Qu’est-ce qui motive votre engagement ?

Le service à l’autre. Mulhouse est une ville marquée par de fortes inégalités. Nous faisons partie des personnes qui ont un toit, une sécurité matérielle. Nous pensons qu’il est de notre responsabilité d’agir, à notre échelle, de manière concrète et immédiate. Le Jardin Miquey est un lieu vivant, ouvert, solidaire. Il n’est pas un espace fermé ou réservé à quelques-uns, mais un endroit où l’on crée du lien, où l’on accueille, où l’on agit. Un lieu fidèle à ses valeurs humaines et utile à notre ville.

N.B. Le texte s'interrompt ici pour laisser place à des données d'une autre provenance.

PR #522, opened 2023-03-13
VB-1430 Use services container

tpmcgowan:
Follow on from #518, and part of implementing changes in https://github.com/ministryofjustice/hmpps-template-typescript/pull/106.

This change rewires the app to use a `Services` container so dependencies can be passed around more easily and without the need for so much duplication and disruption when services are changed. A lot of changes here, but basically all repetition of the same change to main and corresponding test file.

### DIFF
--- a/server/routes/testutils/appSetup.ts
+++ b/server/routes/testutils/appSetup.ts
@@ -14,27 +14,11 @@ import nunjucksSetup from '../../utils/nunjucksSetup'
 import errorHandler from '../../errorHandler'
 import standardRouter from '../standardRouter'
 import UserService from '../../services/userService'
-import PrisonerSearchService from '../../services/prisonerSearchService'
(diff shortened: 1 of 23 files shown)


server/routes/testutils/appSetup.ts
```diff
@@ -136,107 +104,23 @@ function appSetup({
...
-  app.use(
-    '/visits',
-    visitsRoutes(
-      standardRouter(new MockUserService(), new MockSupportedPrisonsService()),
-      prisonerSearchService,
-      visitSessionsService,
-      auditService,
-    ),
-  )
+  if (services.userService === undefined) {
```
tpmcgowan, line 107: Might look at mocking these two services by default in a different way once changes to `standardRouter` incorporated

psoleckimoj (approved):
LGTM! So much tidier 😁

PR #523, opened 2023-03-13
VB-1430 Simplify mocks set up in tests

tpmcgowan:
Add helper functions to create mock API clients to simplify and avoid repetition in test set up.


hutcheonb-moj (approved):
LGTM

PR #525, opened 2023-03-14
VB-1956/VB-1955/VB-1960/VB-1967 prison config information

hutcheonb-moj:
## Description
Add all the UI prison configuration information for the currently onboarding prisons.
Missing the phone number for Morton Hall.


tpmcgowan (commented):
LGTM - but will wait for missing phone number before approving so we don't accidentally let the `'TBC'` through!

tpmcgowan (approved):
LGTM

Propos recueillis par Marc-Antoine Vallori

150 ans d’histoire

L’histoire du Jardin Miquey est éminemment liée à celle d’Étienne et de Joséphine Miquey. Après la perte de leur fils unique en 1845, les époux Miquey consacrent une part importante de leur temps et de leurs biens aux œuvres de jeunesse. En 1846, ils fondent la conférence de Saint-Vincent-de-Paul à Mulhouse. Ils apportent un soutien financier aux œuvres de la paroisse Saint-Etienne, et notamment au chanoine Winterer. Soucieux de donner à la jeunesse ouvrière locale l’occasion de se divertir et de se ressourcer dans un espace de verdure, le site du Jardin Miquey est acquis et ouvert en 1876. Il comprenait un petit bâtiment, transformé avec l’autorisation du maire Auguste Wicky en 1925. L’histoire est en marche… Les questionnements sur l’avenir du site de la rue du Chant des Oiseaux, en 2021, débouchent sur une mobilisation citoyenne rassemblant autour d’une même table l’association du Foyer Saint-Etienne, alors propriétaire des lieux, mais aussi la Ville et les usagers (lire notre article), avec l’ambition d’écrire un nouveau chapitre de sa longue histoire. Le Jardin Miquey soufflera ses 150 bougies, en 2026.